Available data:
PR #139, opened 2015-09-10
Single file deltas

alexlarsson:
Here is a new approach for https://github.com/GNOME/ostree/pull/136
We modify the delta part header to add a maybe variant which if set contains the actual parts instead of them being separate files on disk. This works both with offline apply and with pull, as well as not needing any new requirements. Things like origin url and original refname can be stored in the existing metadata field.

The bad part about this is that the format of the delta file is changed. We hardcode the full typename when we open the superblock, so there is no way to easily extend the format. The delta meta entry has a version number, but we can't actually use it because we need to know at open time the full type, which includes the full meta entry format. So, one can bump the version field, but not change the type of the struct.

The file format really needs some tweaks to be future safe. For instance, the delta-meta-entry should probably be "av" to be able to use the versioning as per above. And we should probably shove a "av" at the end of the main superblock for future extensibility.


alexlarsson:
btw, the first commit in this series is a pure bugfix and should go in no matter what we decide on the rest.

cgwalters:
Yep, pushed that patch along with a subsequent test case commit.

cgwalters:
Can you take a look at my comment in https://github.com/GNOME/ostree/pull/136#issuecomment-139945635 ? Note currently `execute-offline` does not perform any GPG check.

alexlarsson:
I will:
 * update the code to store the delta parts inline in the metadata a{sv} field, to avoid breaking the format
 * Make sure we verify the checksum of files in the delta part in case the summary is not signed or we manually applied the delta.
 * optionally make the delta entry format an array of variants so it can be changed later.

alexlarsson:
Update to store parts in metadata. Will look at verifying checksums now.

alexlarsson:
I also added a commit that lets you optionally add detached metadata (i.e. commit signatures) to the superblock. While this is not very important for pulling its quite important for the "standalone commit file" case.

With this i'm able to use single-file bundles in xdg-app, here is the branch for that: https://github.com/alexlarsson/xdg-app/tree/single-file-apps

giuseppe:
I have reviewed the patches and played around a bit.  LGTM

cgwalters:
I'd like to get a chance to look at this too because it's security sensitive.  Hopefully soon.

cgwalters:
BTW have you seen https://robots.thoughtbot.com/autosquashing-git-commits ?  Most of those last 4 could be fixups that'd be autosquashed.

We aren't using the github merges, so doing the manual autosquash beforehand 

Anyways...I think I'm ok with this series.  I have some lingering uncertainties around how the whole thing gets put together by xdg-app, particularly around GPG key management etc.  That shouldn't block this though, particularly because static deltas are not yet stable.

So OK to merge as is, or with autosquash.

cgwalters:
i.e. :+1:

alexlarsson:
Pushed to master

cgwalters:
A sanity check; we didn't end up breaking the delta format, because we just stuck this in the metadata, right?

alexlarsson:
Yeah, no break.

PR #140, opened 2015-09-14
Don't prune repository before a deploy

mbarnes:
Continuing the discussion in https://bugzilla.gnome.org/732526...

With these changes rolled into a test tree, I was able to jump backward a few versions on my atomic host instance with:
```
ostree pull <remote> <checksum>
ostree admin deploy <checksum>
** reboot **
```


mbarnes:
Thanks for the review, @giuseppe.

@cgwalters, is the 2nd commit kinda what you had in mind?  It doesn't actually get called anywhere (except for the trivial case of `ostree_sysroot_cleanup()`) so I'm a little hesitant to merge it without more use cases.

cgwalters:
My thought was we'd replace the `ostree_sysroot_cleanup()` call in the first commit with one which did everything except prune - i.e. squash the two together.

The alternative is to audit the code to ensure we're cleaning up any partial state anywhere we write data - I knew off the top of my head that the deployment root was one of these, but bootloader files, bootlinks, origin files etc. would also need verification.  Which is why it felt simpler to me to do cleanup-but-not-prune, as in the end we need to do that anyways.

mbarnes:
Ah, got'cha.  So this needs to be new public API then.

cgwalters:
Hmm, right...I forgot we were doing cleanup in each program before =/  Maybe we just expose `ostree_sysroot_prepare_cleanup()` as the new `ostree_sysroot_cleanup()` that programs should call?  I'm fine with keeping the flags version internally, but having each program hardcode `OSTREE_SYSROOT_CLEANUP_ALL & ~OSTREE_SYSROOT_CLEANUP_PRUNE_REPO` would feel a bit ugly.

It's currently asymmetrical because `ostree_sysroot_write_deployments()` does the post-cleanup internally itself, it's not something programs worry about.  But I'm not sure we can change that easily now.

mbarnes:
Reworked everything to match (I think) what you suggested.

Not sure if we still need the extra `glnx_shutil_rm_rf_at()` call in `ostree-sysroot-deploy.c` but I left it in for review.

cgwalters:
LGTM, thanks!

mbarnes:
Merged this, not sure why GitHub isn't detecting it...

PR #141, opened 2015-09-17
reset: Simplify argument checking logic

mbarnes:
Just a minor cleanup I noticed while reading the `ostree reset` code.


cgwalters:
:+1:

--

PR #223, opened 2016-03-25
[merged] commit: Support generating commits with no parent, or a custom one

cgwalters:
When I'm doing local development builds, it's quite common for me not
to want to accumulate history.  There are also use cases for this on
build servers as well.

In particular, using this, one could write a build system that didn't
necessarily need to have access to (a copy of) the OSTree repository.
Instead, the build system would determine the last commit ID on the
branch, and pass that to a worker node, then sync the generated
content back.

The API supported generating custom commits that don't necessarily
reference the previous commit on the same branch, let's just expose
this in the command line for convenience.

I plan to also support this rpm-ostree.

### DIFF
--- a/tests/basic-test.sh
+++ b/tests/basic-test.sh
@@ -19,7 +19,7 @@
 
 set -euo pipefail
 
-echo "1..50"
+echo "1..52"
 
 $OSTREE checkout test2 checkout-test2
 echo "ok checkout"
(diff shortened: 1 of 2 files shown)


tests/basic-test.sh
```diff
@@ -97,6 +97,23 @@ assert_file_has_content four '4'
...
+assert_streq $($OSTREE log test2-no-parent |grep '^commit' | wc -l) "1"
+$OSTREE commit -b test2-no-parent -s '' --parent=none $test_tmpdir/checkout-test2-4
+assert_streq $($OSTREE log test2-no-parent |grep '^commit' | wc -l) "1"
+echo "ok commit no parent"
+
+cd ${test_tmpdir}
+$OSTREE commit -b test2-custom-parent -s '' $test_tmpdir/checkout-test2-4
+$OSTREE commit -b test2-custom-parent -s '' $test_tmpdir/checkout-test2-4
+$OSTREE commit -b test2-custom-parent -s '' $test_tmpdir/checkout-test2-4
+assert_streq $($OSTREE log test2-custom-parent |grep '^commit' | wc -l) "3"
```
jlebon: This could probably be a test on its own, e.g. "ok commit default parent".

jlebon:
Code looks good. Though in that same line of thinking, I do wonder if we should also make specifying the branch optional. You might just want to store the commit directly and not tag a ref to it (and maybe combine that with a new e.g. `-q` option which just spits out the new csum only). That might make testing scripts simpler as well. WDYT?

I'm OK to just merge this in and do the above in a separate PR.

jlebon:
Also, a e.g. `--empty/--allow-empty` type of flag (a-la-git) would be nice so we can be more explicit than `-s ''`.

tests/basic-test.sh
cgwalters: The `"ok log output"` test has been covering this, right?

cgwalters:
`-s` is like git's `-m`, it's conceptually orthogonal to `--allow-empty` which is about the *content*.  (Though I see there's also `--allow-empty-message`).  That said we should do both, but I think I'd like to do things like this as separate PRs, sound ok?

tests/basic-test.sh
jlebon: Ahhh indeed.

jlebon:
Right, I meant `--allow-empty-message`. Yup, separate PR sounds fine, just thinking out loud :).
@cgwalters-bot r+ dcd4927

What needs to be done:
Lines above that have "optionally": copy each of them.

Reply to the task:
 * optionally make the delta entry format an array of variants so it can be changed later.
I also added a commit that lets you optionally add detached metadata (i.e. commit signatures) to the superblock. While this is not very important for pulling its quite important for the "standalone commit file" case.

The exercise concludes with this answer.